И, говорил отец, томленье уходило, поспешно уступая место вялой дреме смирения, так ведь всегда бывает, когда уж больше невмоготу.. Ну вот представь, говорил отец, представь себе, к примеру, что конь наш вбок ходить начал, я как положено — вмиг разучился... Представь, что хлещешь ты его нагайкой, пятками колотишь, а он все по-своему скачет, хоть знаешь ты, что не бывает так... Не может быть такого, боком чтоб конь скакал, а спросишь у кого, так подтвердит — не может. Только ведь он, шайтан, считаться с тем не хочет, что не бывает оно так, нельзя ему боком... Представь, что смотришь ты на чудо это, видишь его своими трезвыми глазами, а все одно — не веришь. Кто ж в чепуху такую верить станет! То-то и оно... Да вот только делать тебе что?.. Ну, поборешься с ним, конечно, покуда из сил не выбьешься да плетку и лохмотья не изорвешь, а после — что?.. Вот и сдается мне, что как-нибудь свеженьким днем плюнешь ты на крепкое свое неверие да полезешь в сарай новое седло мастерить, чтоб с коня не валиться. А как смастеришь да пообвыкнешься боком скакать, охота тебе будет вспоминать, что не бывает так? И пусть, конечно, ты еще не веришь, пусть не поверишь никогда, только не хватит тебе причины, чтобы коня бросать. Не хватит причины, чтоб не смириться — да так, что коли шагом его пустишь, тебя еще он ловко укачает, так ловко, что рот в зевке едва не порвешь. И пусть вокруг все кони ходят, как оно нужно, лишь твой один такой,— зевнешь, и мысль тебе придет, что вот, мол, и руки ведь две, и левая, хоть ты отрежь ее и к туловищу прислони, правой никогда не станет. И даже не поймешь ты еще, причем здесь эта мысль, а — успокоишься. Не растревожишься, по крайней мере, к коню привыкшим неверием. Так вот. Не верь себе, сколько хочешь, и скачи себе, куда хочешь. Привычка сильнее чуда. Привычка любое чудо приручит. Вопрос только во времени. Так говорил отец.

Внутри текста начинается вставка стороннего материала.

PR #4662, opened 2026-09-20
fix(sourcemap): a segment's original column stays inside the line it names

### LINKED ISSUE #4610: The client and server source maps still point past the end of a source line on 87 corpus segments
### What

With the byte-vs-UTF-16 column mechanism closed (#4599 / #4600) and the corpus
arm of the source-map gate wired up (#4454), `compatibility/pattern-corpus` still
produces **87 source-map segments whose original position lies past the end of
its source line**, over 1,269 components the compiler accepts:

| target | segments | file/target pairs |
|---:|---:|---:|
| client | 77 | 62 |
| server | 10 | 7 |
| **total** | **87** | **69** |

263,879 segments are compared, so this is 0.03%. They are the residue of the
class the two issues above shrank: the same population read **6,016** as #4454
was filed, **137** after #4585, and **77** (client) after #4600.

These are the 69 entries of `compatibility/sourcemap-known-failures.json`, and
the reason `sourcemap-known-failures.json` is now on
`compatibility/attribution-pending.json`: no shared cause has been located, so
none of them can name a target yet.

### Shape of the residue, measured on the client arm

Bucketed by how far past the end of the line the position lands, at the tree
that landed #4600:

| bucket | n | example |
|---|---:|---|
| `ascii-off-by-one` (overshoot `+1`, all-ASCII line) | 18 | `adversarial/bindings/component-bind-to-member-paths.svelte` src 6:53, line `  let box = $state({ deep: { key: 1, list: [2] } });` |
| overflow `+3` | 16 | `adversarial/bindings/bind-computed-member.svelte` src 3:29 |
| overflow `+6` | 12 | `adversarial/events-actions-transitions/attachments-on-components.svelte` src 4:46 |
| overflow `+2` | 10 | `adversarial/bindings/bind-group-nested-each.svelte` src 4:48 |
| overflow `+4` | 9 | `adversarial/expressions/destructuring-declaration-zoo.svelte` src 16:19 |
| overflow `+5` | 5 | `adversarial/expressions/import-forms.svelte` src 2:42 |
| `+7` / `+8` / `+11` / `+14` / `+15` / `+18` | 1 each | two of them on `issues/2599-reactive-else-next-line.svelte` src 9, an **empty** line |

The two `2599` cells and the two `legacy/reactive-ordering.svelte` cells anchor on
a line with no characters at all, so any non-zero column there is out of range —
that sub-family is likely a different mechanism from the `+1` … `+6` ones and
should be split before either is attributed.

### Controls that already exist

- The official compiler emits **0 / 92,698** out-of-range segments on the same
  pattern corpus and **0 / 62,244** on the real-world sample, so the predicate is
  not measuring a property of Source Map v3.
- The upstream `packages/svelte/tests/sourcemaps` samples read **0 / 1,622**;
  they cannot see this and are not a counter-example.
- The server arm has its own 10, so this is not a client-only mechanism even
  though the two ports are separate implementations
  (`GATES.md#two-ports-inventory`).

### Done when

`sourcemap-known-failures.json` is empty again and
`sourcemap-known-failures.json` leaves `attribution-pending.json`, or each
surviving bucket names a target.

baseballyama:
Closes #4610.

## Mechanism

Both ports derive a source column by **arithmetic on a resolved one**, and neither re-checks which line the result landed on. An offset the driver resolves itself cannot escape its line (`offset - line_starts[line - 1]` is bounded by construction); a derived column can.

| port | site | why it overshoots |
|---|---|---|
| client (77 segments) | `rsvelte_esrap`'s keyword anchors — `ctx.location(line, column + keyword.len())` | the keyword is generated text; when it is longer than the source token it stands for, the end anchor runs off the end of the line the start anchor resolved to |
| server (10 segments) | `generate_token_mappings_inner`'s fast path | it read `text.is_ascii()` as "this token stays on one line". A string literal with a line continuation is ASCII **and** carries its own newline, so both derived columns named a position past the end of the line they claimed |

`is_ascii` answers how *wide* a character is, not whether a token stays on one line — that is the whole of the server bug, and the fast path now falls through to `advance_token_utf16` for a token containing a newline.

The client guard sits on `EventKind::Location`, the one event that carries a pre-resolved `(line, column)` pair; `EventKind::LocationOffset` resolves its own offset and is left alone.

## Measurement

Tree `296fb9461`, oracle `submodules/svelte` `7bc0a70fe` / VERSION 5.57.0, 1,390 `.svelte` files × 2 targets = 2,538 live compiles over `compatibility/pattern-corpus`.

| arm | out-of-range segments |
|---|---:|
| neither fix | 87 (client 77, server 10) |
| client guard only | 10 (all server) |
| both | **0** |

The two-step ladder is the live control: each fix owns exactly its family.

Segment census over the same 2,538 compiles, base vs. fixed:

| | base | fixed |
|---|---:|---:|
| rsvelte segments | 264,377 | 264,300 |
| agreeing with official | 121,035 | **121,036** |
| disagreeing | 12,910 | 12,880 |
| rsvelte-only | 96,044 | 96,023 |

All 77 removed segments were already wrong: none of the 87 was ever `official-identical`. Exact agreements went **up** by one, so no correct segment was dropped.

## `map-parity` carve-out

`attached-sourcemap` anchors `let` as `kind + ' '` where the source has a newline after `let`, so the official map itself names source column 5 on a 4-character line. `out-of-range` already declines to call such a position an rsvelte regression; `map-parity` demanding rsvelte *reproduce* one is the same claim from the other side, so `parity()` now counts those segments as `unreachable` and leaves them out of `bad()`.

Blast radius, measured: with **both fixes reverted** the gate reports 69 NEW `corpus-out-of-range` and **0** `map-parity`, so the carve-out hides nothing that exists without the client guard.

## Ratchet

`compatibility/sourcemap-known-failures.json` 69 → **0** entries — every arm (`anchor`, `map-parity`, `out-of-range`, `corpus-out-of-range`) is now empty — and the file leaves `compatibility/attribution-pending.json`.

## Tests

- `rsvelte_esrap`: `a_location_past_the_end_of_its_source_line_emits_no_mapping` — the line terminator stays addressable, one past it does not.
- `rsvelte_core`: `server_token_end_anchors_stay_inside_their_source_line` — a string literal with a line continuation anchors its end on the line it ends on.
- Both fail with their guard ablated (`if false && …`, `single_line || true`), verified.
- `sourcemaps_gate` green with the empty ratchet; the ten sourcemap suites plus `rsvelte_core --lib` (1,975 tests) pass.


baseballyama:
The first cut guarded the mapping event in `rsvelte_esrap::command`, which also refused the anchor upstream emits **on purpose**: `keyword_anchor_fidelity`'s `a_keyword_end_anchor_may_sit_past_the_end_of_its_source_line` and the `attached-sourcemap` fixture both pin `column + keyword.length` landing one past the terminator when the source spells the keyword's trailing separator as a newline (`import\n{a}`, `let\n\tx`). That is why `Test (ubuntu-latest, 2)` was red.

Moved the decision to the three sites that *derive* a column — the keyword cursor, `write_source_keyword`, `write_keyword` — where the keyword is still in hand, and quoted the line to separate the two cases:

- end anchor: kept when the line really holds `keyword.trim_end()` at that column, dropped when it does not;
- derived start column (`ce_col + 1`, the previous fragment's end): plain range check — an empty line holds no column but `0`, which is the `2599` / `reactive-ordering` pair the issue flagged as a probable separate sub-family.

Consequences:

- `map-parity` needs **no** carve-out any more, so `sourcemaps_gate.rs` is back to `main`'s version and this PR no longer touches the gate.
- Corpus out-of-range 87 → **0**; 77 segments removed, exact agreements 121,035 → **121,036** (no correct segment dropped).
- Ablating both predicates turns `sourcemaps_gate` red with 62 NEW entries and fails both `map_offset_past_source_4466` tests, so the pins are live.
- `map_offset_past_source_4466`'s recorded account of `3071`'s last carrier ("the exclusive end of the last node") was wrong on its own numbers — an exclusive end lands at column `len`, which that predicate allows, and the survivor sat at `len + 1`. Its corpus ceiling is now an equality.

И в самом деле, я прекрасно помню, как уходил он, Одинокий, чтобы помочь нам много лет спустя обуздать это его чудо, спрятанное надолго за пазуху общей памяти и отстаивающееся в ней, как в темноте волшебное вино. И даже сейчас его пить рановато. Может, и не рискну я. Может, и вам опасно рисковать, хоть вы моложе, да только это всякий за себя сам решает. Неволить тут нельзя: мигом в голову ударит.

А потому расскажу не спеша, подробно, все по порядку.